Сидящая рядом Чимальма вздрогнула, но слушала святого отца со всем вниманием и тоже хмурилась и щурилась, изо всех сил стараясь вникнуть в суть дела.
— «Должен тебе сказать, Тескоко действительно прекрасный город. Я был обескуражен его чистотой и блеском. Благодаря благоразумию правителя нам не пришлось вредить сему рукотворному творению и союзники наши по сей день наслаждаются садами и поместьями, а не руинами его и развалинами. Хотя с Теночтитланом, который теперь мы зовём Мешико, ибо такое длинное название многим не выговорить, город Тескоко совершенно не сравнится.»

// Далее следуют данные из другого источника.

PR #40, opened 2020-04-15
Fix servicetype initial state and location value.

drizzentic:

PR #42, opened 2020-04-16
MF-169: Fix failing CI builds

denniskigen:
Test suite runs are failing in Travis with this error:

Cannot find module `@babel/compat-data/corejs3-shipped-proposals`

This is due to a breaking change in node 13.13 which breaks with Babel <7.9.0 https://github.com/babel/babel/issues/11427#issuecomment-614584591

This PR updates the following packages to the latest versions to fix the breaking change:

`@babel/core`
`@babel/plugin-proposal-optional-chaining`
`@babel/preset-env`
`@babel/preset-react`
`@babel/preset-typescript`
`babel-loader`


drizzentic:
@denniskigen Try adding `npm update` in the Travis config and it should fix it. I had the same issue yesterday on https://github.com/openmrs/openmrs-esm-patient-chart-widgets/pull/40

FlorianRappl:
> @denniskigen Try adding npm update in the Travis config and it should fix it. I had the same issue yesterday on #40

Not sure if that's the best suggestion. Shouldn't Travis see the same thing as we do locally? This way Travis will always get the latest versions as per package.json rules. Usually, the package-lock.json should be respected.

Maybe run `npm update` locally and then pushing the changed package-lock.json?

denniskigen:
> > @denniskigen Try adding npm update in the Travis config and it should fix it. I had the same issue yesterday on #40
> 
> Not sure if that's the best suggestion. Shouldn't Travis see the same thing as we do locally? This way Travis will always get the latest versions as per package.json rules. Usually, the package-lock.json should be respected.
> 
> Maybe run `npm update` locally and then pushing the changed package-lock.json?

Done and the build passed @FlorianRappl.

PR #43, opened 2020-04-16
MF-170 : Switched Height and Weight Resource from REST API to FHIR 2

donaldkibet:


drizzentic (commented):
LGTM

Всё это время Майя находилась в смешанных чувствах. Невообразимо приятно получить известие от возлюбленного — настоящее сокровище, написанное его рукой, ещё одна памятная вещь, которую она будет с любовью хранить и разглядывать в минуты сильной тоски. Но текст послания был составлен буднично, веял холодом. Оставалось надеяться, что Алехандро писал так намеренно, чтобы соблюсти все положенные приличия и не вызвать негодования у отца Франсиско. Вдруг чопорный святоша отказался бы читать, будь там по его разумению что-то неблагочестивое?
— «Уповаю, что послание моё благополучно дойдёт до Веракруса и порадует вас, доньи, скромными известиями о делах наших. Наказываю тебе, Мария, отца Франсиско во всём слушать, Люсии не перечить в вопросах хозяйства, а так же дом ваш славный без надобности не покидать. На этом вынужден завершить своё повествование.»
В конце письма после размашистой подписи красовалось единственное слово, незнакомое священнику.
— «Тла... Со... Тла... Лока», — хмурясь и потирая переносицу, читал падре по слогам, — Что это значит? — недоумённо вскинув брови, обратился он к Майе.
Тласотлалока* в переводе с языка науатль означает «одержимый любовью». Так испанец попытался сказать супруге о своей любви в обход пристального внимания священника, а дочь вождя, в свою очередь, замысел разгадала, а посему, выдохнув с облегчением и расплывшись в мечтательной улыбке, вопроса падре не расслышала.
— Это населённый пункт близ Тескоко, — не растерялась Чимальма. Шалтоканка посмотрела на подругу, улыбаясь одними глазами, и добавила, — Небольшое поселение. Вероятно, сеньор писал именно оттуда.
Отец Франсиско не мог знать все мелкие города и деревеньки Анауака, но, понаблюдав за безмолвной переглядкой девушек, сделал вид, что был вполне удовлетворён объяснением.
— Вы, верно, захотите отправить ответ? — подытожил он, — Обдумайте день-другой и я помогу вам составить ответное послание. Увы, как скоро ваш супруг его получит не могу знать, но не тревожьтесь — получит обязательно с позволения Господа.
«Питаюсь хорошо, из дому не выхожу, Богу молюсь», — усмехнулась про себя дочь вождя, — «Примерно такой ожидается от меня ответ под пристальным контролем отца Франсиско?»